What you will do:
From the listing below, extract every line containing "array".

Records for the exercise:
Start of Block

PR #288, opened 2019-03-15
Add tab for signal viewer

### LINKED ISSUE #283: Signal viewer
Next to the "data viewer" it would be useful to have a tab with a "signal viewer". 

Especially when developing Vega spec I have to use the JavaScript Console to check the signals under `VEGA_DEBUG.view.data._signals.{x/y/z}`. If this is possible with a tab next to the "data viewer", that would be great.

algomaster99:
Fixes #283 
### Demo
signal

### DIFF
--- a/src/components/signal-viewer/renderer.tsx
+++ b/src/components/signal-viewer/renderer.tsx
@@ -19,13 +19,13 @@ export default class SignalViewer extends React.Component<Props> {
     return (
       <div className="signal-viewer">
         <table>
-          <tr>
-            <th>Signal</th>
-            <th>Value</th>
-          </tr>
           <tbody>
-            {Object.keys(this.props.view[KEY]).map((signal, id) => (
-              <SignalRow key={id} signal={signal} view={this.props.view} />
+            <tr>
+              <th>Signal</th>
+              <th>Value</th>
+            </tr>
+            {Object.keys(this.props.view[KEY]).map(signal => (
+              <SignalRow key={signal} signal={signal} view={this.props.view} />
             ))}
           </tbody>
         </table>
--- a/src/components/signal-viewer/renderer.tsx
+++ b/src/components/signal-viewer/renderer.tsx
@@ -1,67 +1,34 @@
 import React from 'react';
-import * as vega from 'vega';
 
 import { View } from '../../constants';
-import Table from '../table';
+import SignalRow from '../signal';
 
 import './index.css';
 
 const KEY = '_signals';
-const header = ['Signal', 'Value'];
 
 interface Props {
   view?: View;
-  debugPane: boolean;
 }
 
 export default class SignalViewer extends React.Component<Props> {
   constructor(props) {
     super(props);
   }
-  public componentDidMount() {
-    Object.keys(this.props.view[KEY]).map(signal => {
-      this.props.view.addSignalListener(signal, () => {
-        this.forceUpdate();
-      });
-    });
-  }
-  public componentWillUnmount() {
-    Object.keys(this.props.view[KEY]).map(signal => {
-      this.props.view.removeSignalListener(signal, () => {
-        // Do nothing
-      });
-    });
-  }
-  public getValue(signalKey) {
-    let returnValue = '';
-    const currentValue = this.props.view.signal(signalKey);
-    if (typeof currentValue === 'object') {
-      Object.keys(currentValue).map(value => {
-        returnValue += `${value}: ${currentValue[value]}, `;
-      });
-      return returnValue.slice(0, returnValue.length - 2);
-    }
-    return currentValue;
-  }
-  public getData() {
-    let values = [];
-    Object.keys(this.props.view[KEY]).map((signal, id) => {
-      values = [
-        ...values,
-        {
-          id,
-          [header[0]]: signal,
-          [header[1]]: this.getValue.bind(this)(signal),
-        },
-      ];
-    });
-    return values;
-  }
   public render() {
-    const data = this.getData.bind(this)();
     return (
       <div className="signal-viewer">
-        <Table header={header} data={data} />
+        <table>
+          <tr>
+            <th>Signal</th>
+            <th>Value</th>
+          </tr>
+          <tbody>
+            {Object.keys(this.props.view[KEY]).map((signal, id) => (
+              <SignalRow key={id} signal={signal} view={this.props.view} />
+            ))}
+          </tbody>
+        </table>
       </div>
     );
   }
--- a/src/components/signal-viewer/renderer.tsx
+++ b/src/components/signal-viewer/renderer.tsx
@@ -25,6 +25,13 @@ export default class SignalViewer extends React.Component<Props> {
       });
     });
   }
+  public componentWillUnmount() {
+    Object.keys(this.props.view[key]).map(signal => {
+      this.props.view.removeSignalListener(signal, () => {
+        // Do nothing
+      });
+    });
+  }
   public getValue(signalKey) {
     let returnValue = '';
     const currentValue = this.props.view.signal(signalKey);
--- a/src/components/signal-viewer/renderer.tsx
+++ b/src/components/signal-viewer/renderer.tsx
@@ -6,7 +6,7 @@ import Table from '../table';
 
 import './index.css';
 
-const key = '_signals';
+const KEY = '_signals';
 const header = ['Signal', 'Value'];
 
 interface Props {
@@ -19,14 +19,14 @@ export default class SignalViewer extends React.Component<Props> {
     super(props);
   }
   public componentDidMount() {
-    Object.keys(this.props.view[key]).map(signal => {
+    Object.keys(this.props.view[KEY]).map(signal => {
       this.props.view.addSignalListener(signal, () => {
         this.forceUpdate();
       });
     });
   }
   public componentWillUnmount() {
-    Object.keys(this.props.view[key]).map(signal => {
+    Object.keys(this.props.view[KEY]).map(signal => {
       this.props.view.removeSignalListener(signal, () => {
         // Do nothing
       });
@@ -45,7 +45,7 @@ export default class SignalViewer extends React.Component<Props> {
   }
   public getData() {
     let values = [];
-    Object.keys(this.props.view[key]).map((signal, id) => {
+    Object.keys(this.props.view[KEY]).map((signal, id) => {
       values = [
         ...values,
         {
--- a/src/components/signal-viewer/renderer.tsx
+++ b/src/components/signal-viewer/renderer.tsx
@@ -18,6 +18,13 @@ export default class SignalViewer extends React.Component<Props> {
   constructor(props) {
     super(props);
   }
+  public componentDidMount() {
+    Object.keys(this.props.view[key]).map(signal => {
+      this.props.view.addSignalListener(signal, () => {
+        this.forceUpdate();
+      });
+    });
+  }
   public getValue(signalKey) {
     let returnValue = '';
     const currentValue = this.props.view.signal(signalKey);
--- a/src/components/signal-viewer/renderer.tsx
+++ b/src/components/signal-viewer/renderer.tsx
@@ -20,7 +20,7 @@ export default class SignalViewer extends React.Component<Props> {
   }
   public getValue(signalKey) {
     let returnValue = '';
-    const currentValue = this.props.view[key][signalKey].value;
+    const currentValue = this.props.view.signal(signalKey);
     if (typeof currentValue === 'object') {
       Object.keys(currentValue).map(value => {
         returnValue += `${value}: ${currentValue[value]}, `;
@@ -31,7 +31,6 @@ export default class SignalViewer extends React.Component<Props> {
   }
   public getData() {
     let values = [];
-
     Object.keys(this.props.view[key]).map((signal, id) => {
       values = [
         ...values,
--- a/src/components/signal-viewer/renderer.tsx
+++ b/src/components/signal-viewer/renderer.tsx
@@ -1,8 +1,13 @@
 import React from 'react';
 import * as vega from 'vega';
+
 import { View } from '../../constants';
+import Table from '../table';
 
 import './index.css';
+
+const key = '_signals';
+const header = ['Signal', 'Value'];
 
 interface Props {
   view?: View;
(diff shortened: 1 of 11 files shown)


algomaster99:
@domoritz Can you please review my pull request? Please suggest some changes, especially UI ones.

domoritz:
The main point was that users want to see the signal values. This does not do that yet.

algomaster99:
@domoritz Can you give an example? I saw it was `undefined` for most of the signals.

domoritz:
That's okay. Width is defined in many charts.

algomaster99:
signals
@domoritz I have mapped values to signals as well. Please leave a review.

mattijn:
Awesome you are working on this!
Signals also can be data: how does the signal viewer look with the following spec?

```json
{
  "$schema": "https://vega.github.io/schema/vega/v5.json",
  "width": 400,
  "height": 200,
  "padding": 5,
  "data": [
    {
      "name": "table",
      "values": [
        {"category": "A", "amount": 28},
        {"category": "B", "amount": 55},
        {"category": "C", "amount": 43},
        {"category": "D", "amount": 91},
        {"category": "E", "amount": 81},
        {"category": "F", "amount": 53},
        {"category": "G", "amount": 19},
        {"category": "H", "amount": 87}
      ]
    }
  ],
  "signals": [
    {
      "name": "signal_data",
      "update":"data('table')"
    }    
  ]
}
```

algomaster99:
@mattijn 
example

src/constants/default-state.ts
```diff
@@ -38,9 +39,10 @@ export const DEFAULT_STATE: State = {
   format: false,
   gist: null,
   lastPosition: 0,
-  logs: false,
+  logs: true,
```
domoritz: What does this change do?

src/components/signal-viewer/renderer.tsx
```diff
@@ -0,0 +1,55 @@
...
+  debugPane: boolean;
+}
+
+export default class SignalViewer extends React.Component<Props> {
+  constructor(props) {
+    super(props);
+  }
+  public getValue(signalKey) {
+    let returnValue = '';
+    const currentValue = this.props.view[key][signalKey].value;
```
domoritz: Please use view.signal(NAME) instead

src/constants/default-state.ts
algomaster99: bug
This will initially show logs there.

algomaster99:
@domoritz I have made the changes. Please leave a review.

src/constants/default-state.ts
domoritz: Why is this the right solution?

algomaster99: So when page starts up or refreshes, logs will be highlighted.

algomaster99: Initially, when it was set to `false`, when the page use to start-up it, automatically, data-viewer tab became the active one.

algomaster99: @domoritz I have reverted the default state to `false`. Found another solution to fix the problem. :)

algomaster99:
@domoritz It also works when signals are changed.

domoritz:
No, it does not work when the signals change in an interactive Vega chart.

algomaster99:
@domoritz 
Can you please tell what all signals should change when dragging in [this interactive spec](https://vega.github.io/editor/#/url/vega/N4KABGBEAkDODGALApgWwIaQFxUQFzwAdYsB6UgN2QHN0A6agSz0QFcAjOxge1IRQyUa6SgBY6AK1jcAdpAA04KAHdGAExbYwADgAMuxREgpG1fFoBM+w1ELo1axjOpaArDchr0eTDgDaShCgECFQMuioyFqe3ugA+oTcTniwCoEhkBToADasyKn+wJAAHpYGUACeWgDsdK4AvvJgRaU4AGzlkFXtdG2NzSVaAJwWTV1a2vUAujahkLJaAaGhRXgATqbUyGvRsGvwClCo3I4AZt1QewdjWbn50Wpr6C6N6SuQ65vb0fZqAApJGR4Q6QJywbbAnCQX4A5KQV7LEKrDbULY7KFrNCwoEgzHHKjRPHY4H1N5gKbpUkQGZKSCwUzhbIFMBLJFkyDhSK7fZpRGZHJ5aIAQi8eFYqF5y3mcn8ZKCkGQVCBzMgAAFRfFEslYAlAXgsMdWOC1NxlHIxqxCKKolDReL4bNlkVFchldFVDITcoDdwjchLSDLdbhXaJVTlhTQgi2XzOTaoI9npK5rdBbbvPbHUYFrLEUE5RkXW6oR6vT6-fjkE1S6by8bTeaC0Yg9545BgMUcE4qGs8AAKADkxQQOWQA6a8GyEUIfeKfYAlE1yqoNIh54uwBUuzIe-2BxUR9kxxOp6gZxUF-IDCYzHh1-VIAXw6FIyFo-nYxE2zC9cmMjmWQLYI8yMIsUmiQ16zNPwwLodhWAIWRYDAAAyFCwFg2BEEYU48AAaWQCpUPQoVYJyfDCKmYArAfLMpRbPA2w7bdd0HYd4FHccwDndcmi3MBuwhQcDw4o8uIve9HxA58QlfCB32adk40JLFfzo6VFiApsoDAlVIOQL0ZBgpU8DghC8CQ4iwFIky6CwnCKKItCMNs8iCIqKiaL-PkGLbUMpLzGTqUpUIlBpIxD3uXMYylZSoXY0dvKgPAKkINtsicZB0B2dSnmcNsV00dSAC9tm4LRThycF1JNDAnEWcoAEZ9DksAFOAuY4sqSKko+VL0sy7LeryrZohvcx1JkRh4HjdY8hKsqtDmqt2Vq9B6v8JrdFa8NwqgdBiiiwCVnZbgNldSEoHYbhEIldSevinr1LwaaAGsAGFfRxHBmue5gj2iAARRhYB8GQZpZVApl66gNjUJa1nm9lXXgE54w6qVYfULQMZ8q1Wxxul1m4V70f5O5ogAYiGGmHUuYnSYAdXUTQcCKVN410OhGvqIK3zoowXvgV7mSKXzCdBtYSbJjnonYKdhfhXmBagKd2GQJkce0yBxbZ7SjFORhsmyQnZaheX0EVhSQOhZwAbZ8m0zAXRrbzSBTlkPAAGVGFK02BXjRqLD5qMnxVj5-rJ3WBg9oEfb9h2zbARrRF512jDWjbFJA5t8cYiWGZlgO5YV166aJqWmZZxB-Ypn7eafMkZPa07zu+1XkFw3qHu60Soj+4XPtYdu2j+vB7agAAJZBTHwSGAGoADkAEE-mh9SsfhnBlvUlG0a1m3N4PnOdbzsnJel2uncganaf6CvpeZ1cr857mG+k8OhZFwno6KC-SZfiXS2Zc07hzVhrUW2tf76ygIbY2gDzalwdDA221AJ7s2LjgF2Ks5ix29r7Iuddk7B20iHNqn9I4-zPoTPB8dCFOxTqAgsnhuB1RlNnE+v8H4AMTpgq6SD77-2QE-VmAwk48zIXzZuYUPAYDWN-aKH4pQpTStEDKMh+7smSNsS2L0CQ4EqkyFafJThSwlA7DUDxYi6m1Mgvk0hew0MYBrLeUBSiuwVODfeesbbQJzm4iWfdogJQBmMQ2Ljgl2JPhcP+QSoQiUSmE5x2RXHjHThkIRCCoCU1OKceA8A2htCiTbIRIia68KISQ6STdKSOlxmEL8VifA2OVC04Ez1+q7AqKga6Jt1KmNYYTSx6ZmlajdB4hxl0ijhJSZEjxe81Do2YX4k+rQBg9xKE9WByTUnuJwZUQJiV4lbPdjs6IVR0kRULlkm+uT8mFOKW7OBJsKnXxyXkgpRTLn00rsI6uWSeZh2YYgbgPZj4lMLmUrJDR9ncPoW2TE8NvmnPga8hFBl4SN0RM3Op7IVHfkxJgdS2injwD0fGQx1V2QDPMQMYZCZrFjPAhMs6UzTkRPio80CXjFngvotQnxqzDkT02UEpJHKAnIpiXSOJvdEnbIlWk2FFQLDCrbAk0JUAk7YO1s8m57zckPORc8gA8nYeAzBpXau5g0LFyxpHBXqEAA)?

algomaster99:
@domoritz 
### Updated demo
demo

Any more changes to this?

domoritz:
This will crash the browser after a while if we don't unregister the listeners when we don't need them. See the data viewer issues.

algomaster99:
Okay, I'll remove all listeners in `componentWillUnmount`.

domoritz:
What if the visualization gets rerendered? `componentWillUnmount` is not enough.

algomaster99:
@domoritz Then what will be required? I just removed all listeners in componentWillUnmount.

src/components/signal-viewer/renderer.tsx
```diff
@@ -25,6 +25,13 @@ export default class SignalViewer extends React.Component<Props> {
       });
     });
   }
+  public componentWillUnmount() {
+    Object.keys(this.props.view[key]).map(signal => {
```
domoritz: why do you use `[key]`? `key` is not a variable so don't make it look like one.

algomaster99: @domoritz `this.props.view['_signals']` wasn't allowed because of tslint configuration. So had to assign it to a constant.

domoritz: Then find a better name and make it all caps as is standard.

domoritz:
> @domoritz Then what will be required? I just removed all listeners in componentWillUnmount. I don't get exactly what is the issue even after the listener is removed. Can you please explain?

We need to make sure that we unregister events when the user changes the specification.

algomaster99:
@domoritz I don't think so that will be required since I registered signal listener in `componentDidMount` and on editor change, the component `<SignalViewr />` is not mounting so we don't need to unregister listeners in `handleEditorChange`.

domoritz:
So, does that mean that we are not listening to signal changes when the user makes a new visualization?

algomaster99:
No, we are. `this.props.view` is definitely getting updated but the whole component isn't mounting again so we're safe.

algomaster99:
@domoritz Sorry for so many commits though. Please squash and merge if you're satisfied with changes. :)

src/components/signal-viewer/renderer.tsx
```diff
@@ -0,0 +1,68 @@
...
+}
+
+export default class SignalViewer extends React.Component<Props> {
+  constructor(props) {
+    super(props);
+  }
+  public componentDidMount() {
+    Object.keys(this.props.view[KEY]).map(signal => {
+      this.props.view.addSignalListener(signal, () => {
+        this.forceUpdate();
```
domoritz: Hmm, instead of forcing an update of the whole component, we should instead just take the new value (which is being passed to the callback) and update only that one value.

algomaster99: @domoritz The whole component here means only a table. We can't just update one table row out of it. Because changing any row value will call render again anyway.

domoritz: Yes, but react can reuse dom elements easier and we don't have to grab signal values from Vega when they don't change. It seems cleaner to me to only update what has actually changed. 

Another option would be to make a react component that takes the view and the name of a signal and then renders only a single row. What do you think?

algomaster99: Yes, that'll be more efficient actually. Good idea! I'll try to implement it.

algomaster99:
@domoritz Please review. I have made the changes :)

src/components/signal-viewer/renderer.tsx
```diff
@@ -0,0 +1,35 @@
...
+    return (
+      <div className="signal-viewer">
+        <table>
+          <tr>
+            <th>Signal</th>
+            <th>Value</th>
+          </tr>
+          <tbody>
+            {Object.keys(this.props.view[KEY]).map((signal, id) => (
+              <SignalRow key={id} signal={signal} view={this.props.view} />
```
domoritz: Why not use the signal as a key here?

algomaster99: @domoritz Okay, will do it

algomaster99: @domoritz Done.

domoritz:
Thank you @algomaster99!

domoritz:
This needs some more work to render values correctly. See how we render values in the data viewer and extract the functionality. Can you do that?

domoritz:
I'm fixing it because I found a lot of other issues with the code. Please have a look at my code to see what I changed.

algomaster99:
@domoritz 
- Fixing the scrollbar is an issue
- Rendering of values

What else is there? I'll fix it if you haven't started already.

domoritz:
I fixed those in Master. I hope it's good now.

algomaster99:
@domoritz 
bug
Something's still wrong. I guess. I'll fix it.

domoritz:
What's wrong? Those signals may be too long to print.

algomaster99:
`autosize` value is set as `{ type: 'pad' }`. It is showing the the html markup

domoritz:
Ups, yeah, that's wrong. I tried to reuse the code and it looks like made a bug somewhere. Thanks for pointing nit out. Can you send a PR?

algomaster99:
@domoritz 
Screenshot from 2019-03-22 20-19-23
I tried one of the graphs for experimentation. The function [`formatValue`](https://github.com/vega/vega-tooltip/blob/master/src/formatValue.ts) returns different things on the basis of input:-
- An array of objects if an array is give as input 
- A html table when an object is given as input i.e. `autosize` is coming as a table.

And to render html(table in this case), react provides an attribute called `dangerouslySetInnerHTML` which not advised to use since this can make one site prone to XSS.

I suggest we write our own recursive(if required) function to render objects such as `{type: pad}`.

domoritz:
I don't think we want a nested table. Instead, we should just have the json. It should be easy but I must have used the wrong function somewhere.

algomaster99:
@domoritz formatValue function behaves like that only. Suppose you give it `{a:1, b:2}`. It will return a table of two rows. Okay, I'll copy the formatValue function but make sure it doesn't append html tags to it.
One more thing, are you okay with array in there? For example, `highlight_tuple_fields`.

domoritz:
I see. That's not what we want, right. Do we have the same bug in the data viewer?

domoritz:
> One more thing, are you okay with array in there? For example, highlight_tuple_fields.

I don't understand the question.

algomaster99:
@domoritz No, we don't have the same bug there because there we render the whole table at once. In signal viewer, we render a row at a time.
> I don't understand the question.

I was just questioning the aesthetes of `highligh_tuple_fields: [{"field": "_vgsid_","type", "E"}]`. Does it look fine? I could be parsed like this: `(field: _vgsid_, type: E)`.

End of Block

Solution for this task:
- An array of objects if an array is give as input 
One more thing, are you okay with array in there? For example, `highlight_tuple_fields`.
> One more thing, are you okay with array in there? For example, highlight_tuple_fields.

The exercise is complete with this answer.